Une synthèse s'est opérée peu
à peu entre
la psychothérapie occidentale et les espaces de la
méditation. La thérapie nous permettant une
compréhension psychologique de nos mécanismes de
fonctionnement . La méditation, nous ouvrant aux dimensions
plus
subtiles de l' énergie .
De retour en France, j'ai poursuivi ma pratique. J’ai suivi
d'autres enseignements, d’autres maîtres et j'ai
commencé à transmettre ce que j'avais
reçu en en
animant des groupes de Tantra.
Qu'est-ce
que le Tantra ?
Le livre de référence du Tantra est le "Vigyana
Bhairava
Tantra"; il vient de l’ Inde, il a 5000 ou 10.000 ans
d’
âge; il recense et condense sous forme d'aphorismes, les
recherches et les expérimentations de nombreuses et
très
anciennes écoles de Tantra.
Tantra signifie : "méthode", Vigyana Bhairava Tantra :
"méthodes d'expansion de la conscience".
Dans leur simplicité et leur étonnante profondeur
ces
pratiques millénaires dépassent et
élargissent les
compréhensions de nos psychologies occidentales.
Quel
est le lien entre entre
psychothérapie et Tantra et comment expliquez vous son
succès en Occident aujourd'hui ?
Freud, Jung et Reich ont préparé le terrain pour
un
renouveau du Tantra en Occident.
L'approche de la psychologie et celle du Tantra ont ce point en commun:
elles sont pragmatiques . Il n’y a pas de vision morale, il y
a
simplement la rencontre de ce que nous sommes.

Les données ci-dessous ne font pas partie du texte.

PR #343, opened 2024-12-20
Set envName(`production` or `preview`) to cliVersion 

hoshinotsuyoshi:
## Summary

Integrates the current envName(`production` or `preview`)   into the React component's environment variables.

There is no change to the visual behavior of the ERD HTML.

## Testing

In local , make this diff

```diff
--- a/frontend/packages/erd-core/src/components/ERDRenderer/AppBar/HelpButton/ReleaseVersion.tsx
+++ b/frontend/packages/erd-core/src/components/ERDRenderer/AppBar/HelpButton/ReleaseVersion.tsx
@@ -5,6 +5,8 @@ import styles from './ReleaseVersion.module.css'
 export const ReleaseVersion: FC = () => {
   const { cliVersion } = useCliVersion()

+  console.log('cliVersion:', cliVersion)
+
   // Example output for cliVersion:
   // - Released version:
   //   v0.0.11 (2024-12-19)
```

and `pnpm dev` , 

I found that `envName` set to `cliVersion`

スクリーンショット 2024-12-20 17 10 56

### DIFF
--- a/frontend/packages/cli/vite-plugins/set-env.ts
+++ b/frontend/packages/cli/vite-plugins/set-env.ts
@@ -7,6 +7,7 @@ import { type Plugin, loadEnv } from 'vite'
  * - VITE_CLI_VERSION_IS_RELEASED_GIT_HASH: A flag indicating whether the current GIT hash corresponds to a released tag.
  * - VITE_CLI_VERSION_GIT_HASH: The current GIT commit hash.
  * - VITE_CLI_VERSION_DATE: The commit date of the latest commit.
+ * - VITE_CLI_VERSION_ENV_NAME: Environment name (preview or production).
  *
  * These variables are essential for maintaining version consistency and tracking within the deployment environment.
  */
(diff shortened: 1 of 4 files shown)


frontend/packages/cli/vite-plugins/set-env.ts
```diff
@@ -56,12 +66,18 @@ export function setEnvPlugin(): Plugin {
 
       const packageJsonVersion = env.npm_package_version
       const gitHash = fetchGitHash()
+      const gitBranch = fetchGitBranch()
+
+      // The main branch is considered production, all other branches are treated as previews.
+      // This alignment is done to match the deployment settings to Vercel specified in .github/workflows.
+      const envName = gitBranch === 'main' ? 'production' : 'preview'
```
MH4GF, line 73: I'm not sure if I should write about it here, since it's information only our team uses.
But once it's done, it looks good!

MH4GF (approved):
LGTM 👍🏻

frontend/packages/cli/vite-plugins/set-env.ts
hoshinotsuyoshi: Indeed, there seems to be some merit to that opinion! :)   I believe managing the `envName` value within the CLI package is necessary for our team's dogfooding. Conversely, it might be a good idea to move this `//` comment to the `.github/workflows` side.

Les religions ont fait l’inverse : elles nous ont
séparé de notre réalité en
nous proposant
un idéal de perfection impossible à atteindre ;
elles ont
implanté en nous la culpabilité.
Avec la psychanalyse et les diverses formes de
psychothérapies
inspirées d’elle, l'homme retrouve son
humanité; il
valorise ce qu’il est ; il se réapproprie ses
désirs et sa sexualité.
Vous
dites que le Tantra est avant tout un
état d'esprit ?
Oui, le Tantra , ce n’est pas adhérer à
des
croyances ou à des dogmes ; ce n’est pas
répéter des rituels extérieurs
à soi .
Ce n’est pas non plus appliquer des techniques pour atteindre
des
états extraordinaires. Le but n'est pas de
contrôler l'
énergie mais de s'y abandonner, entrer dans un
état de
"non-faire" , sans effort, se laisser guider par l’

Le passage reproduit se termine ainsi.